Sorry, tulip poplar is in the magnolia family; aspens and true poplars are in the willow family. It's the curse of common names again. I don't understand why we call _Liriodendron tulipifera_ tulip poplar (or, even worse, yellow poplar). Maybe tulip tree would be better.


----------



## smokinj (Oct 6, 2012)

Brewmonster said:


> _There in the same family because they do grow quick and the newer growth looks some what like poppy, but the good wood is in the first 8-12 foot. My father has built over 50 pie safes with it and they look Awesome! _
> 
> Sorry, tulip poplar is in the magnolia family; aspens and true poplars are in the willow family. It's the curse of common names again. I don't understand why we call _Liriodendron tulipifera_ tulip poplar (or, even worse, yellow poplar). Maybe tulip tree would be better.


 

That is what we call it here to....lol


----------



## PA. Woodsman (Oct 6, 2012)

Well I'm gonna "stir the pot" up again as this isn't sitting well with me; I just was right next door staring at my neighbor's Tulip Poplar and yes I KNOW that's what it is; then I stared at the bark on the rounds of Hickory I have in next years pile and again I know that's what it is and I can't believe that what is pictured is not Hickory...the bark on the Tulip next door has more deeper ridges in it, no size or part of that tree has the tight bark on it like the OP pictured, but the Hickory has supertight bark with those lines on it. And looking at the way that the grain has those little "strands" that you can grab and peel off are just like Hickory I've had in the past. Sorry guys and you may still prove me wrong but I still say that is Hickory.

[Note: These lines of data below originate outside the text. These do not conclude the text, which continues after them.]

PR #146, opened 2022-06-30
Upgrade publikator tooling

trm217:
## Description

TBD

## Tasks

- [x] Replace next-router with native Next.js routing
- [x] Upgrade Next.js
- [x] Configure Jest
- [x] Unify Typescript config comparing to www
- [x] Upgrade to Apollo client V3
- [x] Wait for #143 to be merged
- [ ] React-icons code-splitting
- [x] Fix issues on '/' after fetching data initially


trm217:
@tpreusse All done, but I didn't managed to get react-icons tree-shaking working. It works fine in admin, but not here. no clue why.
Updating the routing was quite messy, since I had to migrate the url from `/repo/{repoId}` to `repo/{owner}/{repo}` (the new router is not happy when we attempt to render a '/' in the path variable. 
We must thoroughly test the all functionalities before we release it.

apps/publikator/components/Auth/SignIn.js
```diff
@@ -238,11 +239,11 @@ class SignIn extends Component {
           </div>
         </form>
         <Label {...styles.hint}>
-          <Link route='legal/privacy'>
+          <Link href='/legal/privacy' passHref>
             <a {...styles.hintA}>{t('signIn/privacy')}</a>
           </Link>
```
tpreusse, line 244: this is a outdated route that never worked in publikator anyhow. let's fix it when changing (maybe also apply in admin tool)

suggestion just as potential solution, needs const import to work:

```suggestion
            <a {...styles.hintA} href={`${FRONTEND_BASE_URL}/datenschutz`}>{t('signIn/privacy')}</a>
```

apps/publikator/components/Auth/SignIn.js
```diff
@@ -238,11 +239,11 @@ class SignIn extends Component {
...
           {' – '}
-          <Link route='faq'>
+          <Link href='/faq' passHref>
             <a {...styles.hintA}>{t('signIn/faq')}</a>
           </Link>
```
tpreusse, line 248: rm faq as not needed in publikator/admin and link does not work

tpreusse (approved):
LGTM. I think the repo id helpers are a good solution. @annatraussnig have a look at `apps/publikator/lib/repoIdHelper.ts` and it's usage just to be aware when merging this back into flyer.

One optional small thing: publikator has had an effect for a while which immediately adds an empty query string. Now this even adds an empty `q` query string. Ideally this could be optimised to only add a query string when not empty:
Screenshot 2022-08-15 at 16 27 17

Issue #72, opened 2022-03-25
Prevent Redirects from opening in the app


ovbm:
Certain redirects, like the google form for goodies, open the app and circumvent the app's whitelist of only opening "republik.ch" domains. Users can get stuck on these pages. 

**Steps to Reproduce**
close the App and open http://republik.ch/s/bestellung from a mail link

**Actual Results**
The app opens with google.com/form....

**Expected Results**
The google form should open in safari

**Possible Solutions**
Handle redirects with a landing page

PR #157, opened 2022-07-28
Redirect Mini Sprint

tpreusse:
We introduce a new `/install` route which roughly follows this logic:
```
- if iOS or Android
	- if inNative App
		- show marketing with probelese/front
		- track visit (incl. utm)
	- else
		- track visit (incl. utm)
		- redirect to App Store on iOS and Play Store on Android
			- open app
				- marketing with probelese
				- track without utms (they are lost)
		- show /probelesen in case page stays open or returning to browser
- else
	- show /probelesen
	- track visit (incl. utm)
```

Additionally following problems were fixed:
- #72 — this was rather tricky since we redirected in three ways to external urls: `next.config.js`, via `getStaticProps` returning a external url to the next redirect engine and in some cases via our `StatusError` component. Newly all external redirects go through our `StatusError` component as `clientRedirection` which also show a loading screen and allow for piwik tracking in our side before people leave. (`/ud/*` routes now come through redirection table again.) 
- pay notes for members, e.g. for `/probelesen` asking member to share, were always hidden via `data-hide-if-active-membership` (css), not they are shown once me is loaded. 
- spacing at article end for member – many br tags create an unnatural whole before member paynotes, margins of format feeds and other elements are totally sufficient – they seem are longer needed

Screenshot 2022-07-28 at 11 30 28

### DIFF
--- a/apps/www/components/Article/Page.js
+++ b/apps/www/components/Article/Page.js
@@ -218,6 +218,7 @@ const ArticlePage = ({
   isPreview,
   markAsReadMutation,
   serverContext,
+  clientRedirection,
 }) => {
   const actionBarRef = useRef()
   const bottomActionBarRef = useRef()
@@ -238,6 +239,7 @@ const ArticlePage = ({
     variables: {
       path: cleanedPath,
     },
+    skip: clientRedirection,
   })
 
   const article = articleData?.article
@@ -440,7 +442,11 @@ const ArticlePage = ({
         render={() => {
           if (!article) {
             return (
-              <StatusError statusCode={404} serverContext={serverContext} />
+              <StatusError
+                statusCode={404}
+                clientRedirection={clientRedirection}
+                serverContext={serverContext}
+              />
             )
           }
           return extract === 'share' ? (
@@ -504,7 +510,11 @@ const ArticlePage = ({
         render={() => {
           if (!article || !schema) {
             return (
-              <StatusError statusCode={404} serverContext={serverContext} />
+              <StatusError
+                statusCode={404}
+                clientRedirection={clientRedirection}
+                serverContext={serverContext}
+              />
             )
           }
 
--- a/apps/www/components/Article/Page.js
+++ b/apps/www/components/Article/Page.js
@@ -775,14 +775,6 @@ const ArticlePage = ({
               {me && hasActiveMembership && (
                 <ArticleRecommendationsFeed path={cleanedPath} />
               )}
-              {(hasActiveMembership || isFormat) && (
-                <>
-                  <br />
-                  <br />
-                  <br />
-                  <br />
-                </>
-              )}
               {!suppressPayNotes && payNoteAfter}
             </>
           )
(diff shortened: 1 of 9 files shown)


apps/www/components/Article/Page.js
```diff
@@ -765,14 +775,6 @@ const ArticlePage = ({
               {me && hasActiveMembership && (
                 <ArticleRecommendationsFeed path={cleanedPath} />
               )}
-              {(hasActiveMembership || isFormat) && (
```
ovbm, line 768: eliminating <br>. I'm IN!

apps/www/pages/install.js
```diff
@@ -0,0 +1,62 @@
...
+
+const InstallNativeAppPage = ({ clientRedirection }) => (
+  <Frame raw>
+    <StatusError status={404} clientRedirection={clientRedirection} />
+  </Frame>
+)
+
+export default InstallNativeAppPage
+
+const getQueryString = (req) => {
```
ovbm, line 19: why not use `import { ParsedUrlQuery } from 'querystring'` or URLSearchParams API ?

ovbm (approved):

apps/www/components/StatusError/index.js
```diff
@@ -14,66 +14,155 @@ import Meta from '../Frame/Meta'
...
+    return url?.replace(/^https?:\/\/www\./, '')
+  }
+}
+const appendQueryString = (target, queryString) => {
+  return `${target}${
+    queryString ? `${target.includes('?') ? '&' : '?'}${queryString}` : ''
+  }`
+}
+
+const StatusError = ({
```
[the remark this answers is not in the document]
tpreusse: It probably never was the right name – it always tried to find a redirects on 404s and did them – showing a loader without a message client side. Ideas? `StatusErrorAndRedirects`?

apps/www/pages/install.js
tpreusse: Would have to use something like:
```
import {format,parse} from url
format({
  pathname: '/',
  query: parse(req.url).query
})
format({
  pathname: '/probelesen',
  query: parse(req.url).query
})
```

But no real reason, just felt like it was easy and predictable enough to do with simple string operations.

apps/www/components/StatusError/index.js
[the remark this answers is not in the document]
ovbm: Maybe RedirectStatus, and Error ist just one possible status?

apps/www/pages/install.js
ovbm: got it

apps/www/components/StatusError/index.js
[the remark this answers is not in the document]
tpreusse: It also handles 503 and in most cases – everywhere except `install.js` – first a 404 / document not found needs to happen before it does redirect. Maybe `HTTPStatus` or `PageRetrievalStatus` would be good but I think I'll keep that in mind for the future and leave it for now.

Original poster, again what does it smell like? Hickory has a faint almost manure-like smell. Better yet take a piece of it to someone local who knows firewood and ask them what it is. And I STILL see some variances from picture-to-picture; are you sure that this is all from the same tree?

I wish I could get my hands on it and feel it and smell it as I'd know instantly what it is....


----------



## smokinj (Oct 6, 2012)

PA. Woodsman said:


> Well I'm gonna "stir the pot" up again as this isn't sitting well with me; I just was right next door staring at my neighbor's Tulip Poplar and yes I KNOW that's what it is; then I stared at the bark on the rounds of Hickory I have in next years pile and again I know that's what it is and I can't believe that what is pictured is not Hickory...the bark on the Tulip next door has more deeper ridges in it, no size or part of that tree has the tight bark on it like the OP pictured, but the Hickory has supertight bark with those lines on it. And looking at the way that the grain has those little "strands" that you can grab and peel off are just like Hickory I've had in the past. Sorry guys and you may still prove me wrong but I still say that is Hickory.
> 
> Original poster, again what does it smell like? Hickory has a faint almost manure-like smell. Better yet take a piece of it to someone local who knows firewood and ask them what it is. And I STILL see some variances from picture-to-picture; are you sure that this is all from the same tree?
> 
> I wish I could get my hands on it and feel it and smell it as I'd know instantly what it is....


 

You should read through the post.......Yes tulip ant the trunk will have ridge much like ash. New growth has slick like bark with stretch marks. Lots of this comes down to cutting alot of it.......


Newer growth tulip! second OP tulip!


----------



## PA. Woodsman (Oct 6, 2012)

smokinj said:


> You should read through the post.......Yes tulip ant the trunk will have ridge much like ash. New growth has slick like bark with stretch marks. Lots of this comes down to cutting alot of it.......
> 
> 
> Newer growth tulip! second OP tulip!
> ...


 

I see what you are saying about the bark-can you or anyone else post a picture of the grain inside of Tulip so I can compare it to the OP's pictures? I'm sorry but I look at the grain inside and it looks like Hickory to me; in fact, it really doesn't look a heck of a lot different than the one that we know is Shagbark in his post "3rd tree ID-I think I got one". It has the same grain and the brown stripe down the center.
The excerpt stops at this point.